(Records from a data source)
# # # #

PR #709, opened 2025-07-10
Add memory mapping support with KVM

jprendes:
This PR adds memory mapping with KVM.
This means that we are now only missing support for memory mapping on Windows.

It also adds a smoke test for the supported platforms.

### DIFF
--- a/src/hyperlight_host/src/hypervisor/kvm.rs
+++ b/src/hyperlight_host/src/hypervisor/kvm.rs
@@ -21,7 +21,7 @@ use std::sync::Arc;
 use std::sync::Mutex;
 use std::sync::atomic::{AtomicBool, AtomicU64, Ordering};
 
-use kvm_bindings::{KVM_MEM_READONLY, kvm_fpu, kvm_regs, kvm_userspace_memory_region};
+use kvm_bindings::{kvm_fpu, kvm_regs, kvm_userspace_memory_region};
 use kvm_ioctls::Cap::UserMemory;
 use kvm_ioctls::{Kvm, VcpuExit, VcpuFd, VmFd};
 use log::LevelFilter;
@@ -284,7 +284,8 @@ mod debug {
 /// A Hypervisor driver for KVM on Linux
 pub(crate) struct KVMDriver {
     _kvm: Kvm,
-    _vm_fd: VmFd,
+    vm_fd: VmFd,
+    page_size: usize,
     vcpu_fd: VcpuFd,
     entrypoint: u64,
     orig_rsp: GuestPtr,
@@ -317,21 +318,9 @@ impl KVMDriver {
 
         let vm_fd = kvm.create_vm_with_type(0)?;
 
-        let perm_flags =
-            MemoryRegionFlags::READ | MemoryRegionFlags::WRITE | MemoryRegionFlags::EXECUTE;
-
         mem_regions.iter().enumerate().try_for_each(|(i, region)| {
-            let perm_flags = perm_flags.intersection(region.flags);
-            let kvm_region = kvm_userspace_memory_region {
-                slot: i as u32,
-                guest_phys_addr: region.guest_region.start as u64,
-                memory_size: (region.guest_region.end - region.guest_region.start) as u64,
-                userspace_addr: region.host_region.start as u64,
-                flags: match perm_flags {
-                    MemoryRegionFlags::READ => KVM_MEM_READONLY,
-                    _ => 0, // normal, RWX
-                },
-            };
+            let mut kvm_region: kvm_userspace_memory_region = region.clone().into();
+            kvm_region.slot = i as u32;
             unsafe { vm_fd.set_user_memory_region(kvm_region) }
         })?;
 
@@ -378,7 +367,8 @@ impl KVMDriver {
         #[allow(unused_mut)]
         let mut hv = Self {
             _kvm: kvm,
-            _vm_fd: vm_fd,
+            vm_fd,
+            page_size: 0,
             vcpu_fd,
             entrypoint,
             orig_rsp: rsp_gp,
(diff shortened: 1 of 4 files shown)


src/hyperlight_host/src/hypervisor/kvm.rs
```diff
@@ -317,21 +318,8 @@ impl KVMDriver {
...
-                slot: i as u32,
-                guest_phys_addr: region.guest_region.start as u64,
-                memory_size: (region.guest_region.end - region.guest_region.start) as u64,
-                userspace_addr: region.host_region.start as u64,
-                flags: match perm_flags {
-                    MemoryRegionFlags::READ => KVM_MEM_READONLY,
-                    _ => 0, // normal, RWX
-                },
-            };
+            let kvm_region = mem_region_to_kvm_region(region, i);
```
syntactically: For mshv, we have an `impl From<MemoryRegion> for mshv_user_mem_region` in memory_region.rs. Not a big thing, but it would be nice to harmonize the kvm/mshv approaches, and either do that here as well or change the mshv one to be a similar named function.

jprendes:
I tried making the test a bit more complex, where the guest tries to access an mmap buffer that hasn't been mapped by the host.
That guest function call fails with `Err(Error("MMIO access address 0x100000000"))` as expected, but then the sandbox seem to be left in a bad state even after the state is restored from the last snapshot.

Subsequent call (a simple PrintOutput call in this case) fails with
```
Err(GuestAborted(8, "panicked at /home/jprendes/.cargo/registry/src/index.crates.io-1949cf8c6b5b557f/flatbuffers-25.2.10/src/endian_scalar.rs:142:5:\ninsufficient capacity for emplace_scalar, needed 1 got 0"))
```

I think there must be some sandbox state we aren't correctly restoring after a guest call fails with certain modes.

src/hyperlight_host/src/sandbox/initialized_multi_use.rs
```diff
@@ -693,4 +695,60 @@ mod tests {
...
+        let ptr = unsafe { std::alloc::alloc(layout) };
+
+        let mut vec = unsafe { std::vec::Vec::from_raw_parts(ptr, len, len) };
+        vec[0..src.len()].copy_from_slice(src);
+
+        vec
+    }
+
+    #[cfg(target_os = "linux")]
+    fn region_for_buffer(buff: &[u8], guest_base: usize) -> MemoryRegion {
```
syntactically: The specifics of how the memory model interacts with threads outside it are a little bit unclear, but I don't know that it's generally safe to have this reference last less long than the memory region is in the sandbox, since the current way things are the host can construct an &mut that refers to the region whilst it is mapped into the sandbox and being read there

src/hyperlight_host/src/sandbox/initialized_multi_use.rs
```diff
@@ -693,4 +695,60 @@ mod tests {
...
+                "ReadMappedBuffer",
+                (guest_base as u64, expected.len() as u64),
+            )
+            .unwrap();
+
+        assert_eq!(data, expected);
+    }
+
+    #[cfg(target_os = "linux")]
+    fn page_aligned_buffer(src: &[u8]) -> Vec<u8> {
```
syntactically: Is this really safe? Vec is free to reallocate its buffer essentially whenever it pleases, isn't it?

src/hyperlight_host/src/sandbox/initialized_multi_use.rs
syntactically: See  the comments in the shared memory file about why we try to avoid this generally

jprendes: Fixed

src/hyperlight_host/src/sandbox/initialized_multi_use.rs
jprendes: Fixed

src/hyperlight_host/src/hypervisor/kvm.rs
jprendes: Done

src/hyperlight_host/src/sandbox/initialized_multi_use.rs
```diff
@@ -693,4 +697,60 @@ mod tests {
...
+        let expected = b"hello world";
+        let data = page_aligned_memory(expected);
+        let guest_base = 0x1_0000_0000; // Arbitrary guest base address
+
+        unsafe {
+            sbox.map_region(&region_for_memory(&data, guest_base))
+                .unwrap();
+        }
+
+        let data: Vec<u8> = sbox
```
syntactically: As per the comment in shared_memory.rs, I think you need to have a `data.lock.try_read()?` guard live while in the hypervisor.

syntactically: Actually, it looks like this guard in other places was accidentally dropped in #533, so we need to fix that too (but that can be separate)

jprendes: Oh my, this is easy to misuse x_x
Fixed

src/hyperlight_host/src/mem/memory_region.rs
```diff
@@ -308,3 +310,24 @@ impl From<MemoryRegion> for mshv_user_mem_region {
...
+
+        let perm_flags = perm_flags.intersection(region.flags);
+
+        kvm_userspace_memory_region {
+            slot: 0,
+            guest_phys_addr: region.guest_region.start as u64,
+            memory_size: (region.guest_region.end - region.guest_region.start) as u64,
+            userspace_addr: region.host_region.start as u64,
+            flags: match perm_flags {
+                MemoryRegionFlags::READ => KVM_MEM_READONLY,
```
syntactically, line 328: KVM_MEM_READONLY might be RX not R? But checking that can be a followup, since I think that predates this PR.

syntactically (approved):
LGTM

src/hyperlight_host/src/mem/memory_region.rs
jprendes: looks like there are only two possible flags:
```
/* for kvm_userspace_memory_region::flags */
#define KVM_MEM_LOG_DIRTY_PAGES       (1UL << 0)
#define KVM_MEM_READONLY      (1UL << 1)
```

so, IIUC, looks like there's no way of restricting execution.

syntactically:
> I think there must be some sandbox state we aren't correctly restoring after a guest call fails with certain modes.

I think that we never actually tested restore after an abort? Tracked in #710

# # # #

• _Try it_: From the data above, output only the lines between the line containing "-21,7 +21,7 @@ use std::sync::Arc;" and the line containing "KVM on Linux", inclusive, exactly as written.

• _Solution for this exercise_:
@@ -21,7 +21,7 @@ use std::sync::Arc;
 use std::sync::Mutex;
 use std::sync::atomic::{AtomicBool, AtomicU64, Ordering};
 
-use kvm_bindings::{KVM_MEM_READONLY, kvm_fpu, kvm_regs, kvm_userspace_memory_region};
+use kvm_bindings::{kvm_fpu, kvm_regs, kvm_userspace_memory_region};
 use kvm_ioctls::Cap::UserMemory;
 use kvm_ioctls::{Kvm, VcpuExit, VcpuFd, VmFd};
 use log::LevelFilter;
@@ -284,7 +284,8 @@ mod debug {
 /// A Hypervisor driver for KVM on Linux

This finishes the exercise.